The second line of second-year research focused on exploiting counterfactual distances
to estimate the quality of clustering solutions. We relied on the remark hat, if the
generated counterfactuals lie on the cluster boundary, then the corresponding
counterfactual distances provide the distance of the factual point from the boundary of
its cluster. Therefore, the sum of counterfactual distances of the points of a cluster
provides a sensible measure of cluster separation, that we call counterfactual
separation.
Typical clustering quality scores (such a silhouette score) combine two terms: a term
expressing cluster variance to account for cluster compactness and a term expressing
cluster separation.

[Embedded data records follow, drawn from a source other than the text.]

PR #1408, opened 2021-06-29
Deprecate mysql::server::monitor and show as an example

ghoneycutt:
The `mysql::server::monitor` class should be retired and moved to the examples to show how this is done. This is an incredibly site specific thing and made sense when contributed 10 years ago, though no longer should be an active class.


pmcmaw:
This should go green if you rebase.

ghoneycutt:
These errors are unrelated. The only testing for this code were the unit tests which are removed in this commit.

By using counterfactual separation to account for cluster separation,
we have proposed a new clustering quality score called CFQ and evaluated its
effectiveness in estimating the number of clusters through extensive comparison with
standard approaches (e.g. silhouette score) in centroid-based and Gaussian clustering.

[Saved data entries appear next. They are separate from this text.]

PR #1413, opened 2021-07-01
(feat) allow to set and run backups using another user via cron

tejasbhosale009:
allow to set and run backups using another user via cron , default is set as root via params if no cronbackupuser is specified

### DIFF
--- a/manifests/server/backup.pp
+++ b/manifests/server/backup.pp
@@ -112,7 +112,7 @@ class mysql::server::backup (
   create_resources('class', {
       "mysql::backup::${provider}" => {
         'backupuser'               => $backupuser,
-	'backupcronuser'           => $backupcronuser,
+        'backupcronuser'           => $backupcronuser,
         'backuppassword'           => $backuppassword,
         'backupdir'                => $backupdir,
         'backupdirmode'            => $backupdirmode,
--- a/manifests/server/backup.pp
+++ b/manifests/server/backup.pp
@@ -18,6 +18,8 @@
 #
 # @param backupuser
 #   MySQL user to create with backup administrator privileges.
+# @param backupcronuser
+#   User to use for backup cron jobs. Defaults to root.
 # @param backuppassword
 #   Password to create for `backupuser`.
 # @param backupdir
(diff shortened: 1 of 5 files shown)


pmcmaw:
@tejasbhosale009 the spec tests are failing due to a minor syntax error. I tried to push the fix to the PR but I don't have the permission. Apologies. If you could look at resolving this we will try to get it over the line and merged into main. :-)

tejasbhosale009:
> @tejasbhosale009 the spec tests are failing due to a minor syntax error. I tried to push the fix to the PR but I don't have the permission. Apologies. If you could look at resolving this we will try to get it over the line and merged into main. :-)

Syntax error fixed ..

tejasbhosale009:
@pmcmaw can you please merge changes if all are ok ..

manifests/server/backup.pp
```diff
@@ -109,10 +112,11 @@
   create_resources('class', {
       "mysql::backup::${provider}" => {
         'backupuser'               => $backupuser,
+        'backupcronuser'           => $backupcronuser,
         'backuppassword'           => $backuppassword,
         'backupdir'                => $backupdir,
         'backupdirmode'            => $backupdirmode,
-        'backupdirowner'           => $backupdirowner,
+        'backupdirowner'           => $backupcronuser,
```
david22swan, line 119: Any reason that you have changed this line?
Seem's like ti should stay as it is.

david22swan:
One comment on your changes, look's like it is causing some unit test failures as well

manifests/server/backup.pp
tejasbhosale009: Yes .. this is directory owner where we keep backups so if this is not set to same user by which we are running cron by default it will be root and you will not able to store backup to that directory location after backups are performed.

LukasAud:
Closing and reopening to trigger tests again.

LukasAud:
Hi @tejasbhosale009, we have recently released a new version of this module. Can you rebase your PR to make sure it's up to date?

Also, as @david22swan mentioned before, there seems to be a number of Unit test failures that need to be addressed before we can think about merging your changes. Please take a look at those and make the necessary changes.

We additionally exploited counterfactual separation to improve traditional and deep
clustering algorithms. At first, we considered agglomerative clustering methods. Such
bottom-up hierarchical algorithms rely on the so-called linkage criteria to decide
whether two clusters should be merged or not, where a linkage criterion measures the
separation between two clusters. We proposed, implemented and evaluated two
counterfactual-based linkages focusing on the frontier (boundary) points between
clusters. Both linkages were found to improve the traditional ones, however at higher
computational cost.
We also studied an adaptation of the k-means algorithm, through the introduction of the
counterfactual separation objective directly into the k-means objective so as to to
account both for cluster compactness and separation. The resulting algorithm, called cf-
means, implements gradient-based refinement of initial cluster centers prior to the
typical k-means phase that follows. It has been shown that it reduces sensitivity to
center initialization and promotes solutions with both greater compactness and better
separability. Finally, we extended this methodology to deep clustering by designing the
deep cf-means algorithm.
Research Results
The project succeeded in delivering a unified framework connecting explainability,
fairness, and quality in clustering via counterfactual reasoning. The project
achievements can be summarized as follows:
-
First formulation of counterfactuals for clustering
- Easy to compute non-iterative solutions for k-means and Gaussian clustering.
- Extensions to actionability and plausibility constraints, Mahalanobis distance, counterfactuals for groups.
-
Novel counterfactual-based fairness framework
- Counterfactual fairness cost and feature-level fairness attribution.
- Separation fairness criterion.
- New fair and deep fair clustering algorithms optimizing the separation fairness criterion.
-
New counterfactual-based cluster quality measures
- The novel CFQ score that uses counterfactual distances to measure cluster separation.
- New linkages for agglomerative clustering that focus on cluster frontiers defined by counterfactual points.
- Adaptation of k-means and its deep extension so that counterfactual-based cluster separation is taken into account.